DATA RECORDS:
PR #687, opened 2026-08-07
Generalize fixed-offset start acceleration

cushon:
Fixed-offset start acceleration previously required the prefix before an invariant literal to have a single, constant width (e.g. `\d{3}/\d{3}/\d{4}` where `/` is at exact offset 3). Any pattern containing leading alternations (such as line-start anchors `(^|[^#])(#!tag)`), optional atoms (`(?:\$|#)?literal`), or bounded repetitions was rejected by `exactAsciiWidth`, disabling literal start acceleration and falling back to byte-by-byte DFA scanning.

This change generalizes fixed-offset start acceleration to support:
1. Discrete multi-offsets: A bounded set of exact integer offsets (e.g., `{0, 1}` for `(^|[^#])` or `{2, 4}` for `(?:--|/\*)`).
2. Bounded ranges: Small repetition windows (e.g., `\s{0,8}directive`) for multi-character literals (`length >= 2`).
3. Multi-offset candidate pre-filtering: For discrete offsets, candidate start positions are checked against the leading character class (`firstAscii`) inside the literal scanning loop, skipping non-matching occurrences in SIMD time without invoking the forward DFA.

```
./run-java-benchmarks.sh --fastbuild CrossEngineScalingBenchmark.run -- \
  -p crossEngineScalingTrial=Issue488ReplaceAllBenchmark.altCapture.1000@safere-string,Issue488ReplaceAllBenchmark.altCapture.10000@safere-string,Issue488ReplaceAllBenchmark.altCapture.100000@safere-string
```

| Input Size | Base | Optimized | Delta | Speedup |
| **1,000** | `3.946 ± 0.154 µs/op` | **`1.692 ± 0.156 µs/op`** | **-57.1%** | **2.33x faster** |
| **10,000** | `33.591 ± 1.117 µs/op` | **`11.518 ± 0.225 µs/op`** | **-65.7%** | **2.92x faster** |
| **100,000** | `335.942 ± 11.443 µs/op` | **`112.518 ± 10.271 µs/op`** | **-66.5%** | **2.99x faster** |

### DIFF
--- a/safere-fuzz/src/test/java/org/safere/fuzz/Utf8InputFuzzer.java
+++ b/safere-fuzz/src/test/java/org/safere/fuzz/Utf8InputFuzzer.java
@@ -27,6 +27,8 @@ final class Utf8InputFuzzer {
     assertLiteralSearchMatchesString("XXXXXX", "..XXXXXX");
     assertBoundarySensitiveRegionCaptures();
     assertKeywordAlternationMatchesString(data);
+    assertFixedOffsetAccelerationMatchesString(data);
+    assertMultiOffsetLiteralOccurrencesMatchString(data);
     String repeatedLiteral =
         String.valueOf((char) data.consumeInt('A', 'Z')).repeat(data.consumeInt(2, 32));
     String suffix = new String(data.consumeBytes(data.consumeInt(0, 64)), StandardCharsets.UTF_8);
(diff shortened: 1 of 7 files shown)


eaftan (approved):
I noticed that the follow-up ASCII-only restriction in 44193f3c130b084e082ead7b73f141b8b273d86c fixed the unsafe UTF-8 byte-offset case, but it also disabled the optimization for this PR's `(^|[^#])...` benchmark. I also found 2 correctness issues in generalized candidate handling, along with recursive width analysis and a quadratic metadata scan.

I've pushed commits that fix these issues with conservative code-point retreat, iterative width analysis, and a linear maximal-literal scan. 

Benchmark results with the above fixes:

| Input size | Baseline (us/op) | PR + fix (us/op) | Result |
|---:|---:|---:|---|
| 1,000 | 2.833 | 1.262 | 2.24x faster |
| 10,000 | 25.664 | 10.360 | 2.48x faster |
| 100,000 | 255.385 | 95.090 | 2.69x faster |

LGTM, will merge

ACTIVITY: All of the data above should be set down again exactly.

WRITTEN ANSWER:
PR #687, opened 2026-08-07
Generalize fixed-offset start acceleration

cushon:
Fixed-offset start acceleration previously required the prefix before an invariant literal to have a single, constant width (e.g. `\d{3}/\d{3}/\d{4}` where `/` is at exact offset 3). Any pattern containing leading alternations (such as line-start anchors `(^|[^#])(#!tag)`), optional atoms (`(?:\$|#)?literal`), or bounded repetitions was rejected by `exactAsciiWidth`, disabling literal start acceleration and falling back to byte-by-byte DFA scanning.

This change generalizes fixed-offset start acceleration to support:
1. Discrete multi-offsets: A bounded set of exact integer offsets (e.g., `{0, 1}` for `(^|[^#])` or `{2, 4}` for `(?:--|/\*)`).
2. Bounded ranges: Small repetition windows (e.g., `\s{0,8}directive`) for multi-character literals (`length >= 2`).
3. Multi-offset candidate pre-filtering: For discrete offsets, candidate start positions are checked against the leading character class (`firstAscii`) inside the literal scanning loop, skipping non-matching occurrences in SIMD time without invoking the forward DFA.

```
./run-java-benchmarks.sh --fastbuild CrossEngineScalingBenchmark.run -- \
  -p crossEngineScalingTrial=Issue488ReplaceAllBenchmark.altCapture.1000@safere-string,Issue488ReplaceAllBenchmark.altCapture.10000@safere-string,Issue488ReplaceAllBenchmark.altCapture.100000@safere-string
```

| Input Size | Base | Optimized | Delta | Speedup |
| **1,000** | `3.946 ± 0.154 µs/op` | **`1.692 ± 0.156 µs/op`** | **-57.1%** | **2.33x faster** |
| **10,000** | `33.591 ± 1.117 µs/op` | **`11.518 ± 0.225 µs/op`** | **-65.7%** | **2.92x faster** |
| **100,000** | `335.942 ± 11.443 µs/op` | **`112.518 ± 10.271 µs/op`** | **-66.5%** | **2.99x faster** |

### DIFF
--- a/safere-fuzz/src/test/java/org/safere/fuzz/Utf8InputFuzzer.java
+++ b/safere-fuzz/src/test/java/org/safere/fuzz/Utf8InputFuzzer.java
@@ -27,6 +27,8 @@ final class Utf8InputFuzzer {
     assertLiteralSearchMatchesString("XXXXXX", "..XXXXXX");
     assertBoundarySensitiveRegionCaptures();
     assertKeywordAlternationMatchesString(data);
+    assertFixedOffsetAccelerationMatchesString(data);
+    assertMultiOffsetLiteralOccurrencesMatchString(data);
     String repeatedLiteral =
         String.valueOf((char) data.consumeInt('A', 'Z')).repeat(data.consumeInt(2, 32));
     String suffix = new String(data.consumeBytes(data.consumeInt(0, 64)), StandardCharsets.UTF_8);
(diff shortened: 1 of 7 files shown)


eaftan (approved):
I noticed that the follow-up ASCII-only restriction in 44193f3c130b084e082ead7b73f141b8b273d86c fixed the unsafe UTF-8 byte-offset case, but it also disabled the optimization for this PR's `(^|[^#])...` benchmark. I also found 2 correctness issues in generalized candidate handling, along with recursive width analysis and a quadratic metadata scan.

I've pushed commits that fix these issues with conservative code-point retreat, iterative width analysis, and a linear maximal-literal scan. 

Benchmark results with the above fixes:

| Input size | Baseline (us/op) | PR + fix (us/op) | Result |
|---:|---:|---:|---|
| 1,000 | 2.833 | 1.262 | 2.24x faster |
| 10,000 | 25.664 | 10.360 | 2.48x faster |
| 100,000 | 255.385 | 95.090 | 2.69x faster |

LGTM, will merge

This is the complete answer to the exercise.